VHI was significantly improved (> 13 points on total scale) for half of the patients, on all subscales. The remaining patients had mixed results, but no patient rated significant deterioration. As mentioned, only one VF was treated in 13 of the patients, although 9 patients had bilateral scar. The main aim of the study was to evaluate safety of MSC treatment, and the 3 patients operated bilaterally had severe or symmetrical bilateral scar. This is also the reason why we focused on VF vibrations (which can be measured on the treated VF), and no perceptual or acoustic voice analysis was reported in this study. The limited number of patients and lack of control group are limitations of the study, and it is still early to conclude the efficacy to the treatment.
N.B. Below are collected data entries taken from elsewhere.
PR #2101, opened 2018-09-21
Fix date and time field string entry

botandrose:
Fixes a regression introduced in 744e990 where `input[type=date]`, `input[type=datetime]`, and `input[type=datetime-local]` can no longer be set by `String` value.

Below is a heavily-edited version of `capybara/selenium/node.rb` to illustrate the issue.
If `#set` is called with `String` value, `#set_text` is ultimately called with a `SettableValue` value, where `#to_s` is immediately called upon it, resulting in a String value of e.g. `"#<SettableValue:0x00000000008a0138>"`, which is then subsequently entered into the date field via `#send_keys`, resulting in a garbage value in the date field.

```ruby
  def set(value, **options)
    # ...
    case self[:type]
    when 'date'
      set_date(value)
    end
  end

  def set_date(value)
    value = SettableValue.new(value)
    return set_text(value) unless value.dateable?
    # ...
  end

  def set_text(value, clear: nil, **_unused)
    value = value.to_s
    # ...
    send_keys(value)
  end
```

Potential fixes:
1. Implement `#to_s` on SettableValue as an alias of `#value`, or something similar.
2. Replace the `value` variable mutation in `#set_date` and friends, and use the original value if we fall back to `#set_text`. This is the path I have gone with in this PR.

What do you think?

### DIFF
--- a/lib/capybara/selenium/node.rb
+++ b/lib/capybara/selenium/node.rb
@@ -355,6 +355,10 @@ private
       @value = value
     end
 
+    def to_s
+      value.to_s
+    end
+
     def dateable?
       !value.is_a?(String) && value.respond_to?(:to_date)
     end
--- a/spec/selenium_spec_chrome.rb
+++ b/spec/selenium_spec_chrome.rb
@@ -84,4 +84,32 @@ RSpec.describe 'Capybara::Session with chrome' do
       end
     end
   end
+
+  describe 'filling in Chrome-specific date and time fields with keystrokes' do
+    let(:datetime) { Time.new(1983, 6, 19, 6, 30) }
+
+    before do
+      @session = TestSessions::Chrome
+      @session.visit('/form')
+    end
+
+    it 'should fill in a date input with a String' do
+      @session.fill_in('form_date', with: "06/19/1983")
+      @session.click_button('awesome')
+      expect(Date.parse(extract_results(@session)['date'])).to eq datetime.to_date
+    end
+
+    it 'should fill in a time input with a String' do
+      @session.fill_in('form_time', with: "06:30A")
+      @session.click_button('awesome')
+      results = extract_results(@session)['time']
+      expect(Time.parse(results).strftime('%r')).to eq datetime.strftime('%r')
+    end
+
+    it 'should fill in a datetime input with a String' do
+      @session.fill_in('form_datetime', with: "06/19/1983\t06:30A")
+      @session.click_button('awesome')
+      expect(Time.parse(extract_results(@session)['datetime'])).to eq datetime
+    end
+  end
 end


twalpole:
Thanks for catching this -- I thought we had tests for setting by String -- guess not.  I'd prefer this to be implemented via adding #to_s to SettableValue that just returns `value.to_s` please.  If you make that change and squash your commits I'll merge it in.

twalpole:
and the tests should probably be in lib/capybara/spec/session/fill_in_spec.rb rather than selenium specific

botandrose:
@twalpole Ah, just saw your strikeout after I forced-pushed a new commit.

botandrose:
@twalpole Yeah, was wondering if the browser-specific fields would have an impact. Was hoping that you guys had somehow already solved that in the test plumbing.

twalpole:
@botandrose Nope, the browser agnostic version is to pass a Date/Time object - If the keystrokes that need to be sent for FF/Chrome are different then the tests will need to go into the browser specific test files  `selenium_spec_chrome.rb` and `selenium_spec_marionette.rb`.  We had tried to allow Capybara to have a lookup for the correct format but we couldn't come up with a way to accurately detect what locale the browser was actually in.

twalpole:
FYI - the tests run in US locale so the strings necessary to be sent for Chrome would be `06/19/1983`,  `06:30A`, and `06/19/1983\t06:30A`  -- working out FF next

twalpole:
FF seems broken as far as sending keystrokes to date fields - so not sure if that's new with the latest geckodriver or just been broken for a while

botandrose:
@twalpole Gotcha. Well, I'll see if I can't get this green for Chrome, at least, and then we can go from there. Thank you for the help, and for putting in the legwork for figuring out the correct strings to assert!

twalpole:
FF also doesn't support `datetime-local` inputs so the \t in those keys is screwing that up

twalpole:
@botandrose You need to visit the right page for those tests, also the month and day order are still wrong on the datetime test.

botandrose:
@twalpole Yeah, sorry, I'm having a hard time getting these tests to run on my local machine, so I'm kinda stabbing in the dark, and addressing the failures as I see them. :/

twalpole:
`rake spec_chrome` should run the chrome tests locally

botandrose:
@twalpole Okay, we're green, and these new tests -- while only on Chrome -- will prevent this regression from occurring in the future. What do you think? Good enough to merge?

twalpole:
Thank you

botandrose:
@twalpole < 1 hour from opening to feedback, and < 12 hours from opening to merge! Thanks for providing a great first contributor experience to Capybara!

twalpole:
@botandrose You're welcome.  Just released in 3.8.1

PR #2102, opened 2018-09-21
Optimize attribute checking for :element selector

twalpole:
This parses attribute value regexes to do substring matching in the XPath in order to limit the number of returned elements that need to be checked - ~~stolen~~ borrowed from Watir


twalpole:
This was merged as 907b9e269f3057778a2587af455dbccd1114979e

Issue #2106, opened 2018-10-02
wait_for_pending_requests doesn't work if multiple drivers are used


abicky:
`Capybara::Server#wait_for_pending_requests` uses `Capybara::Server::Middleware#pending_requests?`, but capybara uses only one middleware if `Capybara.reuse_server` is true (its default value). As a result, `Capybara::Server#wait_for_pending_requests` doesn't waits pending requests when we use the driver whose middleware is not used.

This behavior makes tests unstable if they are executed randomly.

## Meta
Capybara Version: 3.8.2

Driver Information (and browser if relevant): selenium-webdriver 3.14.0 with Google Chrome 69.0.3497.100 (chromedriver 2.42)

## Expected Behavior

`wait_for_pending_requests` waits for pending requests even if the server which belongs to another driver is reused.

## Actual Behavior

`wait_for_pending_requests` doesn't wait for pending requests.

## Steps to reproduce

An reproducible code is [here](https://gist.github.com/abicky/99b2e0783feefce3be8a8a5097cf6d20#file-test-rb) and you can execute the code like below:

```
git clone https://gist.github.com/99b2e0783feefce3be8a8a5097cf6d20.git capybara-demo
docker build . -t capybara-demo
docker run --rm capybara-demo
```

An output is here:

```
Loaded suite test
Started
Google Chrome 69.0.3497.100
========= driver1 =========
Capybara starting Puma...
* Version 3.12.0 , codename: Llamas in Pajamas
* Min threads: 0, max threads: 4
* Listening on tcp://127.0.0.1:33445
Seeping...
end of the request
Seeping...
wait_for_pending_requests: (pending_requests?: true)
end of the request
end of wait_for_pending_requests
========= driver2 =========
Seeping...
end of the request
Seeping...
wait_for_pending_requests: (pending_requests?: false)
end of wait_for_pending_requests
end of the request
.
Finished in 3.2033909 seconds.
-------------------------------------------------------------------------------
1 tests, 0 assertions, 0 failures, 0 errors, 0 pendings, 0 omissions, 0 notifications
100% passed
-------------------------------------------------------------------------------
0.31 tests/s, 0.00 assertions/s
```

twalpole:
This is as designed - If you're instantiating multiple sessions and only using one in a test you need to be using the first session created or setting `Capybara.reuse_server = false`

abicky:
I've created a PR https://github.com/teamcapybara/capybara/pull/2107.
[...]

PR #2107, opened 2018-10-03
Reuse also middlewares

abicky:
This PR resolves https://github.com/teamcapybara/capybara/issues/2106.

### DIFF
--- a/lib/capybara/server.rb
+++ b/lib/capybara/server.rb
@@ -13,6 +13,10 @@ module Capybara
       def ports
         @ports ||= {}
       end
+
+      def middlewares
+        @middlewares ||= {}
+      end
     end
 
     attr_reader :app, :port, :host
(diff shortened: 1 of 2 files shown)


twalpole:
Unfortunately this has been tried previously and leads to deadlocks during session reset when one session is waiting but a later session hasn't yet been reset.  Implementing something like this requires reworking reset so that all open sessions get reset before waiting for all sessions pending_requests to end

twalpole:
The real solution to this would be tying all requests in the middleware to a specific session (cookie, query parameter, etc) but I haven't spent the time to work out whether or not that's actually possible with multiple subdomains, etc

abicky:
Umm, how about a change like below? I think `Capybara::Server` shouldn't depend on `Capybara.current_session`, but this is easy solution.

```diff
diff --git a/lib/capybara/server.rb b/lib/capybara/server.rb
index ee57f5c5..8804b155 100644
--- a/lib/capybara/server.rb
+++ b/lib/capybara/server.rb
@@ -55,6 +55,10 @@ module Capybara
     end

     def wait_for_pending_requests
+      if Capybara.current_session.server != self
+        raise "#{__method__} is called but the current session server is another. Please set Capybara.reuse_server to false."
+      end
+
       timer = Capybara::Helpers.timer(expire_in: 60)
       while pending_requests?
         raise 'Requests did not finish in 60 seconds' if timer.expired?
```

If it looks good, I'll fix tests.

twalpole:
That will cause `reset_sessions!` to raise whenever there is more than one session being used

abicky:
I close this PR cf. https://github.com/teamcapybara/capybara/issues/2106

We have therefore planned a further study and recently received approvals from the Swedish Medical Product Agency and from the local ethical committee to start a new open phase I/II clinical trial with MSC treatment of patients with VF scarring. In this study, we chose to have the patients as their own controls and no other control group. As mentioned, the main aim of the study was safety evaluation. A control group with patients operated with scar resection only without cell treatment would risk scar healing with voice deterioration or aphonia. Also, our previous animal study where scar was resected and then treated showed increased scar healing with significant deterioration in VF viscoelasticity in the untreated scarred VFs [21].

Conclusion

In summary, this study showed an excellent safety profile in humans with VF scarring and severe voice problems treated with MSC injection. Vocal fold vibration analyses showed significant improvement in 62–75% of the patients depending on parameter analyzed. Patients with VF scar and larger defects may require alternative treatment, such as cell therapy and a suitable scaffold. Further investigation of efficacy in a larger trial is warranted where limitations with regard to defect size could be addressed to improve clinical outcome.